> **Aim of the exercise**
The answer must be every line of the records in which the string "setInputResolution" appears.

> **The input**
#####

PR #132, opened 2021-05-11
stereo node getMaxDisparity()

Erol444:
added a function in stereo node that returns the maxDisparity. Also changed stereo_example.cpp to use this new function

### DIFF
--- a/include/depthai/pipeline/node/StereoDepth.hpp
+++ b/include/depthai/pipeline/node/StereoDepth.hpp
@@ -177,9 +177,9 @@ class StereoDepth : public Node {
 
     /**
      * Useful for normalization of the disparity map.
-     * @returns Number of disparity levels
+     * @returns Maximum disparity value that the node can return
      */
-    float getMaxDisparity();
+    float getMaxDisparity() const;
 };
 
 }  // namespace node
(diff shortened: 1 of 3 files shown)


themarpe (changes requested):
Also run clangformat (style check is failing):
`cmake --build build/ --target clangformat`

include/depthai/pipeline/node/StereoDepth.hpp
```diff
@@ -174,6 +174,12 @@ class StereoDepth : public Node {
      * DEPRECATED. The output is auto-enabled if used
      */
     [[deprecated("Function call should be removed")]] void setOutputDepth(bool enable);
+
+    /**
+     * Useful for normalization of the disparity map.
+     * @returns Number of disparity levels
+     */
+    float getMaxDisparity();
```
alex-luxonis, line 182: Any specific need for `float` instead of `int`?

And on the return description, the number of disparity levels would be `+1` more (also disparity value 0).

Erol444: So when you use it in code it doesn't matter if it's `255.0` or `255`. Great, thanks for noticing that:)

themarpe (approved):

PR #134, opened 2021-05-16
Added getUsbSpeed

themarpe:
Related: https://github.com/luxonis/depthai-shared/pull/31

Added capability to query current devices USB link speed

### DIFF
--- a/cmake/Depthai/DepthaiDeviceSideConfig.cmake
+++ b/cmake/Depthai/DepthaiDeviceSideConfig.cmake
@@ -2,7 +2,7 @@
 set(DEPTHAI_DEVICE_SIDE_MATURITY "snapshot")
 
 # "full commit hash of device side binary"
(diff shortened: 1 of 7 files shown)


alex-luxonis (commented):
Should we add a check in the Device() constructor about the actual speed, and issue an automated warning about USB2 detected?
Or leave it to the app to implement it.

And for the example to be consistent with the python one, add a snippet for calling `getUsbSpeed` as for `getConnectedCameras` here:
https://github.com/luxonis/depthai-core/blob/7d275ef/examples/src/camera_preview_example.cpp#L35-L39

themarpe:
Not sure yet - I think we should leave it up to users / examples. 
Some might not require full bandwidth, and USB2 might not be an issue.

alex-luxonis (approved):
Some formatting/style checks are failing.

PR #136, opened 2021-05-17
Overloaded setInputResolution to accept int tuple 

Erol444:
Overloaded setInputResolution to accept int tuple, just like `setPreviewSize`, `setVideoSize`, `setStillSize`, `setIspScale` etc.


include/depthai/pipeline/datatype/ImageManipConfig.hpp
```diff
@@ -40,6 +40,12 @@ class ImageManipConfig : public Buffer {
      */
     void setCropRect(float xmin, float ymin, float xmax, float ymax);
 
+    /**
+     * Specifies crop with rectangle with normalized values (0..1)
+     * @param coordinates Coordinate of rectangle
+     */
+    void setCropRect(std::vector<float> coordinates);
```
themarpe, line 47: I think a tuple is more suitable here:
`std::tuple<float, float, float, float>`

src/pipeline/datatype/ImageManipConfig.cpp
```diff
@@ -29,6 +29,10 @@ void ImageManipConfig::setCropRect(float xmin, float ymin, float xmax, float yma
     cfg.cropConfig.cropRect.ymax = ymax;
 }
 
+void ImageManipConfig::setCropRect(std::vector<float> coordinates) {
```
themarpe, line 32: I think a tuple is more suitable here:
`std::tuple<float, float, float, float>`

src/pipeline/datatype/ImageManipConfig.cpp
```diff
@@ -120,6 +128,10 @@ void ImageManipConfig::setResizeThumbnail(int w, int h, int bgRed, int bgGreen,
     cfg.resizeConfig.bgBlue = bgBlue;
 }
 
+void ImageManipConfig::setResizeThumbnail(std::tuple<int, int> size, int bgRed = 0, int bgGreen = 0, int bgBlue = 0) {
```
themarpe, line 131: Default parameter values are only specified in definition (.hpp)

themarpe (changes requested):

PR #138, opened 2021-05-21
Update FW with fix for random crashes (kernel crash on RPI/jetson)

szabi-luxonis:


src/device/Device.cpp
```diff
@@ -468,8 +468,7 @@ void Device::init2(bool embeddedMvcmd, bool usb2Mode, const std::string& pathToM
 
     client = std::unique_ptr<nanorpc::core::client<nanorpc::packer::nlohmann_msgpack>>(
         new nanorpc::core::client<nanorpc::packer::nlohmann_msgpack>([this](nanorpc::core::type::buffer request) {
-            // TODO(TheMarpe) - causes issues on Windows
-            // std::unique_lock<std::mutex> lock(this->rpcMutex);
+            std::unique_lock<std::mutex> lock(this->rpcMutex);
```
themarpe, line 471: This caused issues on Windows.
Was that issue resolved with your changes as well?

szabi-luxonis: How did the issue manifest? Based on my testings I didn't observe issues on windows.
RPC calls are serialized anyways, so for the 2nd caller the mutex will be blocked in XlinkWrite, until the first one receives answer in Xlinkread, since there is 1 worker thread to serve RPC requests on FW side.

szabi-luxonis: This doesn't belong to the fix though, I re-enabled while debugging.

szabi-luxonis: Reverted for now.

#####

> **Task solution**
Overloaded setInputResolution to accept int tuple 
Overloaded setInputResolution to accept int tuple, just like `setPreviewSize`, `setVideoSize`, `setStillSize`, `setIspScale` etc.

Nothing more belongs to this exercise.